Blake flashed a grin back over his shoulder. “Didn’t say he wasn’t,” he agreed. “All I want for him is the best. And there isn’t any reason why he shouldn’t have it.”

Then he left for the office and Sharon was alone in the house. She began doing the breakfast dishes. With Mark gone for the day, Chivas shifted his attention to her, nuzzling at her hand until she reached down and scratched his ears.

“Well, that wasn’t so bad, was it, Chivas? Bet you thought there was going to be a big fight and you were going to have to protect Mark from his dad, didn’t you? Well, you were wrong. Blake loves Mark just as much as you do.” She smiled sadly. “He just doesn’t understand him quite as well, that’s all.”

Almost as if he understood her words, Chivas trotted out of the kitchen and curled up on the floor at Mark’s bedroom door, where he would wait patiently for the rest of the day.

It was nearly four o’clock that afternoon when Blake’s secretary, Rosalie Adams, appeared in the doorway of his office. “All set for the big meeting?”

Blake shrugged. He and Rosalie had been trying to figure out what was going on all day, but so far neither of them had come up with an answer as to why Ted Thornton might want to talk to Blake. Thornton, after all, was the CEO of TarrenTech, and though Blake’s own position as Marketing Manager of the Digital Division was hardly low on the totem pole, everything at TarrenTech was done according to the chain of command. If John Ripley, who was Blake’s immediate superior, was in trouble, it would have been Ripley’s boss—the Executive Vice President of the division—who would have summoned Blake to tell him he was replacing John. But as far as both Blake and Rosalie could determine
(and Rosalie had spent most of the morning on the secretaries’ network, gathering gossip), John Ripley was in no trouble at all. Besides, since it was Thornton himself who wanted to see Blake, the “poor old Ripley’s out” scenario had never really made much sense. There were a lot of other people Thornton would have informed long before getting down the chain as far as Blake Tanner.
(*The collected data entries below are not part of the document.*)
PR #153, opened 2020-01-09
UAS.Answer with custom SIP-Header

rj2Skipper:
SIPServerUserAgent:

- added method overload for Answer with customHeader
- added method overload for Reject without customHeader
- added method overload for Redirect with customHeader


src/app/SIPUserAgents/SIPUserAgent.cs
```diff
@@ -322,6 +323,35 @@ public async Task Answer(SIPServerUserAgent uas, IMediaSession mediaSession)
...
+        /// <summary>
+        /// Answers the call request contained in the user agent server parameter. Note the
+        /// <see cref="AcceptCall(SIPRequest)"/> method should be used to create the user agent server.
+        /// Any existing call will be hungup.
+        /// </summary>
+        /// <param name="uas">The user agent server holding the pending call to answer.</param>
+        /// <param name="mediaSession">The media session used for this call</param>
+        /// <param name="customHeaders">Custom SIP-Headers to use in Answer.</param>
+        public async Task Answer(SIPServerUserAgent uas, IMediaSession mediaSession, string[] customHeaders)
+        {
```
sipsorcery: It would be better to add a null default for the customHeaders parameter here. It's unlikely to get used very often and may as well save devs typing the null themselves.

rj2Skipper: This new Answer method is an overload for the allready exisitng Answer method without customHeader argument, so there is no need to default to null
in fact: Answer is an interface implementation (ISIPServerUserAgent) an we can't default arguments in interfaces, or can we?

sipsorcery: Ah ok. I missed the fact it was an overload. Disregard comment about defaulting parameter to null. PRoblem now is the two Answer methods have duplicate logic. The original Answer method should call your new overload with the customHeaders parameter set to null.

rj2Skipper: I planned to do that originally, but wasn't sure about the best practice way with Task-Async-Await-Pattern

“No late bulletins?” Blake asked Rosalie as he got up and straightened his tie. He almost reached for his briefcase, but stopped himself in time, remembering that there had been no instructions for him to bring any files with him.
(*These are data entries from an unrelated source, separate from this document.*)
PR #154, opened 2020-01-09
UAC.Call custom BranchId and CallId

rj2Skipper:
SIPClientUserAgent:

- give implementers ability to customize BranchId and CallId if using CallDescriptor
- return original SIPRequest-object in UAC.Call method


src/app/SIPUserAgents/SIPCallDescriptor.cs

That, too, seemed unusual.

“Nothing,” Rosalie replied. “Nobody seems to be in trouble, and if you’ve been a bad boy, either what you did was so awful no one’s telling me, or you covered your tracks so well you haven’t been caught. So go on in, and take good notes—I want to hear every detail of what the great man has to say.”
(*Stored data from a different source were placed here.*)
PR #173, opened 2020-03-16
Added support for custom headers during registration

### LINKED ISSUE #171: Support for custom headers in RegistrationUserAgent
Hello,

I have a requirement to send a registration message with some custom headers. Sip sorcery's Client and Server user agents support setting custom headers through passing a string array into certain methods, but RegistrationUserAgent has no such support.

I resolved this in my own fork initially by making `GetRegistrationRequest` and `GetAuthenticatedRegistrationRequest` virtual so that I could override them, call the base methods and append my headers, but looking at how these other classes do it, it seems like passing them as a parameter in a method call to the user agent's `Start()` method might be more in line with the design of sip sorcery.

Are you happy for this to be added, and do you have any preferences/recommendations on how it should be achieved? I'm happy to submit a pull request to add this, but I wanted to post it as a discussion first.

RoryRoberts:
Resolves #171

### DIFF
--- a/test/app/SIPUserAgents/SIPRegistrationUserAgentUnitTest.cs
+++ b/test/app/SIPUserAgents/SIPRegistrationUserAgentUnitTest.cs
@@ -1,0 +1,49 @@
+﻿using System.Net;
+using Microsoft.Extensions.Logging;
+using SIPSorcery.SIP;
+using SIPSorcery.SIP.App;
+using Xunit;
+
+namespace SIPSorcery.UnitTests.app.SIPUserAgents
+{
+    [Trait("Category", "unit")]
+    public class SIPRegistrationUserAgentUnitTest
+    {
+        private Microsoft.Extensions.Logging.ILogger logger = null;
+
+        public SIPRegistrationUserAgentUnitTest(Xunit.Abstractions.ITestOutputHelper output)
+        {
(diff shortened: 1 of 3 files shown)


test/app/SIPUserAgents/SIPRegistrationUserAgentUnitTest.cs
```diff
@@ -0,0 +1,47 @@
...
+                "192.168.11.50",
+                new SIPURI(SIPSchemesEnum.sip, IPAddress.Any, 0),
+                120,
+                null,
+                new[] { "My-Header: value" });
+
+            userAgent.Start();
+            
+            channel.SIPMessageSent.WaitOne(5000);
+            Assert.Contains("My-Header: value", channel.LastSIPMessageSent);
```
sipsorcery: Be best to add a `userAgent.Stop` once the test has finished.

sipsorcery:
Looks good, thanks. Just one suggested change.

test/app/SIPUserAgents/SIPRegistrationUserAgentUnitTest.cs
RoryRoberts: Ah yeah, missed that. I'll amend it!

And “great man,” Blake reflected as he walked toward the large suite of offices at the far end of the corridor that housed Ted Thornton and his staff, was precisely the phrase that applied to TarrenTech’s Chief Executive Officer. For it was Thornton who had begun the company a little more than a decade ago, and built it from a minor supplier of computer software into the giant high-tech conglomerate it had become. Though software was still one of TarrenTech’s major product lines, Thornton had recognized the volatility of the computer industry and launched a program of expansion and diversification. Now TarrenTech produced all kinds of electronics—from television sets to abstruse gadgets involved in the space program—and had gone into consumer goods and services as well.

When Thornton had decided the company needed its own fleet of airplanes, he had simply bought an airline, then another and another. That had led to hotels, car rentals, and a string of other travel-related companies.

Next, as Thornton had recognized the aging population of
America, came the hospitals, nursing homes, and pharmaceutical companies. By now the Digital Division had become only a minor cog in the whole great machine, but Ted Thornton, partly out of a sense of nostalgia, and partly as a way of appearing a lot more humble than he was, still kept his offices in what had once been the entire space occupied by the beginnings of his vast conglomerate.